Wall clock estimate, assuming the kernel block is unblockable in Linux user-space (i.e. firmware/kernel only): 2-3 hours of focused work. If the only fix is a BIOS update from GPD that doesn't yet exist, Phase 2.1 is PARKED until GPD ships a new BIOS, in which case AgentSpyBoo should be advanced on a different axis (Phase 1.5 polish, mission catalog expansion, output format work) and Phase 2 deferred.


Addendum: Driver Unblocked (2026-04-15)

Status: NPU unblocked at driver level, blocked at inference runtime level.

What changed

  • A background agent root-caused the aie2_smu_init: Access power failed, ret -22 error: the out-of-tree amdxdna driver's POWER_OFF precheck was incorrect for Strix Point (PCI device 17f0). A patched .ko was built at ~/builds/amdxdna-patched/ on the GPD.
  • With the patched driver, modprobe amdxdna now binds successfully on cold boot. xrt-smi examine reports the NPU device. flm validate passes green.
  • Bug filed as amd/xdna-driver#1257 on GitHub. Max Zhen (AMD) responded with follow-up questions; thread closed from our end after correction (see below).

What's still blocked

  • FastFlowLM cannot handle protocol-7 opcodes used by Qwen3/GGUF models. When flm serve attempts inference with these models, it errors on unsupported opcodes. This is a FastFlowLM limitation, not a driver issue.
  • Llama 3.2 1B (protocol-compatible) may work on NPU via flm serve, but AgentSpyBoo's orchestration LLM is Qwen3-1.7B-GGUF which requires the unsupported opcodes.
  • Until FastFlowLM adds protocol-7 support (or we switch to a compatible model), NPU inference for AgentSpyBoo remains blocked.

Driver bug report notes

  • Filed amd/xdna-driver#1257 — POWER_OFF precheck on Strix Point, cold-boot A/B isolating firmware 1.1.2.64 vs 1.0.0.63.
  • Also filed CachyOS/CachyOS-PKGBUILDS#1311 — linux-firmware-other symlink inversion affecting amdnpu/17f0_10/ firmware path.
  • Critical correction: initial draft proposed backporting min_fw_version from the out-of-tree driver, which was wrong — Lizhi Hou's mainline commit 75c151ceaacf (merged 2026-02-25) uses a different mechanism (firmware-name fallback to npu_7.sbin).
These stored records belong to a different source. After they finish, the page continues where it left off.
PR #53824, opened 2026-04-13
Make UserMessageId non-optional to fix agent prompt crash

rtfeldman:
The `AgentConnection::prompt` trait method accepted `Option<UserMessageId>`, but `NativeAgentConnection::prompt` called `.expect()` on it, causing a crash (SIGABRT) when the id was `None`.

The id was `None` when `AcpThread::send()` found that `truncate()` returned `None` (session not found in `agent.sessions`), which caused it to skip generating a `UserMessageId`. This `None` then flowed through to `prompt()` and hit the `.expect()`.

This makes `UserMessageId` non-optional where it matters, eliminating the crash at the type level:

- `UserMessage.id` is now `UserMessageId` (not `Option<UserMessageId>`)
- `AgentConnection::prompt` takes `UserMessageId` (not `Option<UserMessageId>`)
- `AcpThread::send` always generates a `UserMessageId` — the only case where it previously didn't was the crash case (session missing), which now gracefully errors via the "Session not found" check in `prompt()` instead of panicking

`push_user_content_block` keeps taking `Option<UserMessageId>` because it's used to incrementally append content blocks, where callers either provide a specific ID (e.g. forwarding from Thread to AcpThread) or pass `None` to mean "keep the existing ID / auto-generate one". When creating a new message with `None`, it auto-generates via `UserMessageId::new()`.

Release Notes:

- Fixed a crash that could occur when sending a prompt to the AI agent

### DIFF
--- a/crates/acp_thread/src/acp_thread.rs
+++ b/crates/acp_thread/src/acp_thread.rs
@@ -1414,7 +1414,7 @@ impl AcpThread {
                     .and_then(|entry| entry.user_message())
                     .is_some_and(|message| message.chunks.contains(&content));
                 if !already_in_user_message {
-                    self.push_user_content_block(UserMessageId::new(), content, cx);
+                    self.push_user_content_block(None, content, cx);
                 }
             }
             acp::SessionUpdate::AgentMessageChunk(acp::ContentChunk { content, .. }) => {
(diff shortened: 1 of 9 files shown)


bennetbo:
I think Eric fixed it in #53850

PR #53825, opened 2026-04-13
Fix cross-window file copy/paste in project panel

### LINKED ISSUE #11757: Copy paste of files between instances…+
### Check for existing issues

- [X] Completed

### Describe the feature

I would like to be able to copy paste files from the file tree between instances. 

Related to https://github.com/zed-industries/zed/issues/4983 and probably doesn't make much sense before that one is implemented first.

I guess this needs to tie in to os native features…?

This is doable in vscode:

https://github.com/zed-industries/zed/assets/116520/59128bb4-c7fa-4b42-b06d-bba9559106d1

kathbigra:
Self-Review Checklist:

Closes #11757

## Problem

Copying files from one Zed window's project panel and pasting into another window's project panel would fail silently. The files would appear to copy but wouldn't paste in the destination window.

## Root Cause

There were two bugs working together:

**1. project_panel wrote plain text instead of ExternalPaths**

`write_entries_to_system_clipboard` was serializing file paths as a newline-joined string. But `paste()` reads the clipboard looking for a `ClipboardEntry::ExternalPaths` entry — it never found one, fell through to the panel's internal `self.clipboard` state, which is `None` in the destination window (a different panel instance). Paste silently did nothing on all platforms.

**2. macOS and Windows had no-op ExternalPaths clipboard writers**

Even after fixing the write side, the macOS and Windows platform clipboard implementations had empty handlers for `ClipboardEntry::ExternalPaths`, so the data was never serialized to the system clipboard.

## Fix

**project_panel (all platforms):**
`write_entries_to_system_clipboard` now writes a `ClipboardEntry::ExternalPaths` item to the clipboard instead of a plain text string.

**macOS:**
- Implement `write_external_paths()` using `NSFilenamesPboardType` to properly serialize file paths to the system pasteboard.
- Safety fix: `NSString::UTF8String()` can return null if a path cannot be represented as UTF-8. The prior code passed this directly to `CStr::from_ptr()`, which is undefined behaviour. Added a null check to skip such paths.

**Windows:**
- Implement `write_paths()` using the `CF_HDROP` format with a `DROPFILES` structure so file paths are written to the system clipboard.
- Bug fix: `read_files()` was passing `locked.ptr` (the `GlobalLock`'d memory pointer) as the `HDROP` handle to `DragQueryFileW`. `DragQueryFileW` expects the `HGLOBAL` handle before locking, so reading files copied from external apps (e.g. Explorer) was always broken. Fixed to use `locked.global.0`.
- Bug fix: `write_paths()` was encoding paths with `to_string_lossy().encode_utf16()`, which replaces non-Unicode bytes with U+FFFD and can corrupt valid Windows paths. Fixed to use `path.as_os_str().encode_wide()` which encodes natively without loss.

**Linux (Wayland):**
Cross-window copy had an additional compositor-level obstacle. Most Wayland compositors do not send a `wl_data_device.selection` event back to the client that called `set_selection`. This meant `current_offer` was never updated after a self-write, causing `read()` to return `None` immediately even though the data was stored internally.

Fixed by adding an `is_self_owner` flag to the `Clipboard` struct. When Zed writes to the clipboard, `read()` returns `contents` directly without requiring `current_offer` to be set by the compositor. `is_self_owner` is cleared when the compositor notifies Zed that another app has taken clipboard ownership.

Additionally:
- `write_to_clipboard` now advertises `text/uri-list` in the Wayland data source when the item contains `ExternalPaths`, so external apps (file managers, etc.) can receive the copied paths.
- `send()` now serializes `ExternalPaths` as a RFC 2483 URI list when an external app requests `text/uri-list`.
- Added `read_uri_list()` to `DataOffer` so Zed can receive file paths copied from external apps via the clipboard (previously only possible via drag-and-drop).

**Linux (X11):**
No platform layer change was needed. X11's `read_from_clipboard()` already short-circuits via `is_owner()` and returns the cached `clipboard_item` for same-process reads. With the project_panel fix writing `ExternalPaths` instead of a string, cross-window paste works correctly.

## Release Notes:

- Fixed copying files from one Zed window's project panel and pasting them into another window's project panel on macOS, Windows, and Linux


crates/gpui_windows/src/clipboard.rs
```diff
@@ -268,6 +268,46 @@ fn read_files() -> Option<ClipboardEntry> {
...
+        let global = Owned::new(GlobalAlloc(GMEM_MOVEABLE, total_size)?);
+        let ptr = GlobalLock(*global) as *mut u8;
+        anyhow::ensure!(!ptr.is_null(), "GlobalLock returned null");
+
+        // Write DROPFILES header
+        std::ptr::write_unaligned(ptr as *mut u32, header_size as u32); // pFiles offset
+        std::ptr::write_unaligned(ptr.add(4) as *mut u32, 0); // pt.x
+        std::ptr::write_unaligned(ptr.add(8) as *mut u32, 0); // pt.y
+        std::ptr::write_unaligned(ptr.add(12) as *mut u32, 0); // fNC
+        std::ptr::write_unaligned(ptr.add(16) as *mut u32, 1); // fWide (Unicode)
```
cameron1024: These consecutive writes seem suspicious. Could we use a struct instead? Note that it would have to be `#[repr(C)]` to guarantee correct layout;
```rust
#[repr(C)]
struct Header {
  header_size: u32,
  // ...
}
```
Then you can use `write_unaligned` with an instance of this struct. You can also replace the `header_size` variable with `std::mem::size_of::<Header>()`.

crates/gpui_windows/src/clipboard.rs
```diff
@@ -268,6 +268,46 @@ fn read_files() -> Option<ClipboardEntry> {
...
+    let header_size = 20usize;
+    let total_size = header_size + wide_paths.len() * std::mem::size_of::<u16>();
+
+    unsafe {
+        let global = Owned::new(GlobalAlloc(GMEM_MOVEABLE, total_size)?);
+        let ptr = GlobalLock(*global) as *mut u8;
+        anyhow::ensure!(!ptr.is_null(), "GlobalLock returned null");
+
+        // Write DROPFILES header
+        std::ptr::write_unaligned(ptr as *mut u32, header_size as u32); // pFiles offset
```
cameron1024: A small comment explaining why unaligned writes are needed would also be helpful, even if only for reviewers

crates/gpui_windows/src/clipboard.rs
```diff
@@ -268,6 +268,46 @@ fn read_files() -> Option<ClipboardEntry> {
     )))
 }
 
+fn write_files(paths: &ExternalPaths) -> Result<()> {
```
cameron1024: The name of this function threw me off - I was expecting it to do something analagous to `std::fs::write`. Maybe a name like `copy_paths_to_clipboard` would be clearer? Unless I'm misunderstanding what the function does 😅

cameron1024 (changes requested):
Hi, thanks for the contribution. The overall goals of the PR seem solid.

I have some questions about the windows implementation though. I've left specific comments, but I don't have a mac so I can't review that part.

crates/gpui_macos/src/pasteboard.rs
```diff
@@ -253,6 +256,57 @@ impl Pasteboard {
                 .setData_forType(bytes, Into::<UTType>::into(image.format).inner_mut());
         }
     }
+
+    unsafe fn write_external_paths(&self, paths: &ExternalPaths) {
```
rtfeldman, line 263: @kathbigra FYI, I revised this to handle invalid paths and document why we should use this Cocoa API even though it's deprecated (namely, because the modern alternative requires specifying whether the paths are directories, and we don't know the answer to that in our case).

kathbigra:
@rtfeldman , i will be able to go through the comments and incorporate them after 2 days.

crates/gpui_windows/src/clipboard.rs
kathbigra: Done

crates/gpui_windows/src/clipboard.rs
kathbigra: Done

crates/gpui_windows/src/clipboard.rs
kathbigra: @cameron1024 
We have write_string, write_image already. To keep the naming convention as it is i am renaming it to "write_paths" not "copy_paths_to_clipboard".

Hope thats a little bit more clear to understand and still follows whats happening already in the file.

crates/gpui_macos/src/pasteboard.rs
kathbigra: Thanks @rtfeldman

kathbigra:
@cameron1024 I have incorporated your change requests. Can you review this again?

aizigao:
Looking forward to this feature

kathbigra:
@rtfeldman @cameron1024 

Is there anything remaining in this PR?
Can you guys help merge this?

@cameron1024 I have incorporated the changes you recommended. Can you review this again and close your change request?

mirahost:
Any updates on this basic feature working?

pcfreak30:
@kathbigra is there any reason Linux isn't included in this PR. Im on linux mint, powered by xorg, and this impacts nix as well.

aizigao:
need this too

kathbigra:
@pcfreak. based on this: https://github.com/kathbigra/zed/blob/139954071524f166762db38bcfb5381931f62b86/crates/gpui_linux/src/linux/wayland/client.rs#L964

I was assuming that linux would work fine. BUt looking at in detail. The fix would have only worked fro x11 and now wayland. Have added the fix for linux as well now. 

Lets wait for it to be approved now

kathbigra:
@cameron1024 @rtfeldman 
A gentle reminder to see if this can be merged. We have lots of requests fo rthis feature. Both here and in the original ticket. And lots of other related tickets

nm-z:
I need this as well, this seems trivial.

PR #53833, opened 2026-04-13
sidebar: Propagate workspace trust when creating new worktrees

cameron1024:
When creating a new git worktree, if the workspace is currently trusted, trust the newly-created worktrees

Release Notes:

- N/A

### DIFF
--- a/crates/agent_ui/src/agent_panel.rs
+++ b/crates/agent_ui/src/agent_panel.rs
@@ -3145,7 +3145,7 @@ impl AgentPanel {
                         .has_restricted_worktrees(&source_worktree_store, cx)
                 })
                 .unwrap_or(false);
-            
+
             if !source_is_trusted {
                 return;
             }
--- a/crates/agent_ui/src/agent_panel.rs
+++ b/crates/agent_ui/src/agent_panel.rs
@@ -64,6 +64,7 @@ use language::LanguageRegistry;
 use language_model::LanguageModelRegistry;
 use project::git_store::{GitStoreEvent, RepositoryEvent};
 use project::project_settings::ProjectSettings;
+use project::trusted_worktrees::{PathTrust, TrustedWorktrees};
 use project::{Project, ProjectPath, Worktree, WorktreePaths, linked_worktree_short_name};
 use prompt_store::{PromptStore, UserPromptId};
 use remote::RemoteConnectionOptions;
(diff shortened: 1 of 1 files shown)


crates/agent_ui/src/agent_panel.rs
```diff
@@ -3641,6 +3675,10 @@ impl AgentPanel {
             })
             .await;
 
+        if propagate_trust {
+            Self::trust_worktree_paths(&new_workspace, &all_paths, cx);
```
SomeoneToIgnore: NIT: instead of passing `propagate_trust` a bunch of times, we can check for that inside `trust_worktree_paths` it seems, as both `Self` and `&self` in the new code are for the same struct?

crates/agent_ui/src/agent_panel.rs
```diff
@@ -3125,6 +3122,40 @@ impl AgentPanel {
         }
     }
 
+    fn should_propagate_worktree_trust(&self, cx: &App) -> bool {
+        if ProjectSettings::get_global(cx).session.trust_all_worktrees {
```
SomeoneToIgnore: Nice idea to use `false` for the autotrust, as the user might trust something very odd that they would not want persisted when switched back to safe mode.

Yet, the overall code seems somewhat tricky to repeat in each module separately?
Seems safer to put it into the worktree trust's `fn trust` instead?

crates/agent_ui/src/agent_panel.rs
```diff
@@ -3125,6 +3122,40 @@ impl AgentPanel {
...
+        cx: &mut AsyncWindowContext,
+    ) {
+        cx.update(|_, cx| {
+            let Some(trusted_store) = TrustedWorktrees::try_get_global(cx) else {
+                return;
+            };
+            let worktree_store = new_workspace.read(cx).project().read(cx).worktree_store();
+            let paths_to_trust: collections::HashSet<PathTrust> = paths
+                .iter()
+                .map(|p| PathTrust::AbsPath(p.clone()))
```
SomeoneToIgnore: Can those `all_paths` be somehow resolved against the worktree store?
Overall, there was a push to keep the usage of raw paths to minimum (we could add some docs on that if it helps) to avoid potential collisions and vulnerabilities.

The original intent of this variant was to hold user's "trust all projects in the parent directory" trust action, hence we autotrust all child directories too in this case.

`PathTrust::Worktree` limits the trust to the worktree itself, which seems overall much safer for autogenerated LLM-based things?

SomeoneToIgnore (commented):
I have a concern over `PathTrust::AbsPath` usage, and a couple of optional nits.

crates/agent_ui/src/agent_panel.rs
cameron1024: Double checking: you're suggesting that `fn trust` should have this check for `trust_all_worktrees`, and so if we ever attempt to trust something in this mode, it's a silent no-op?

SomeoneToIgnore: Yes, no be sure we do not add something odd into database automatically.

crates/agent_ui/src/agent_panel.rs
SomeoneToIgnore: Thanks for updating it: just to double check, is there a situation possible when we have a valid path but no worktree found?
Maybe then we can fall back to the abs path, but I do not know the logic well enough to know how possible (and needed) this situation is.

SomeoneToIgnore (approved):
Thank you, the rest of the comments are closer to optional ideas than to issues.

PR #53839, opened 2026-04-13
Add feature flag for CLI first-run prompt

eholk:
Gates the CLI first-run prompt (from #53663) on the `agent-v2` feature flag, giving us an escape hatch if something goes wrong.

## What this does

**Commit 1: Gate on agent-v2 flag**
- Adds an `AgentV2FeatureFlag` check at the top of the open behavior resolution. When the flag is off, the prompt is skipped.
- Refactors `maybe_prompt_open_behavior` → `resolve_open_behavior`: moves the explicit-flags guard (`-n`, `-e`, `--reuse`) to the caller and drops three parameters from the function signature, since the function was only inspecting those values to decide whether to bail early.

**Commit 2: Default to new-window when flag is disabled**
- When the flag is off, falls back to the pre-#53254 behavior of opening projects in a new window, rather than silently adding to the sidebar.

Release Notes:

- N/A

### DIFF
--- a/crates/zed/src/zed/open_listener.rs
+++ b/crates/zed/src/zed/open_listener.rs
@@ -12,6 +12,7 @@ use futures::channel::mpsc::{UnboundedReceiver, UnboundedSender};
 use futures::channel::{mpsc, oneshot};
 use futures::future;
 
+use feature_flags::FeatureFlagAppExt as _;
 use futures::{FutureExt, StreamExt};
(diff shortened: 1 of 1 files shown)


nathansobo:
Should this just be tied to the same feature flag as the rest of the parallel agent features?

nathansobo (approved):
LGTM except my question about whether we need an independent flag.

Draft rewritten owning the mistake.

Implications for AgentSpyBoo

  • Phase 2 CPU track continues as the active path (Lemonade Server, Qwen3-1.7B-GGUF on CPU).
  • NPU path is no longer driver-blocked — it's FastFlowLM-blocked. When/if flm adds protocol-7 support, integration is still a one-line base-URL swap.
  • The patched .ko is not in the mainline kernel. Cold-booting requires modprobe with the patched module each boot until the fix is upstream.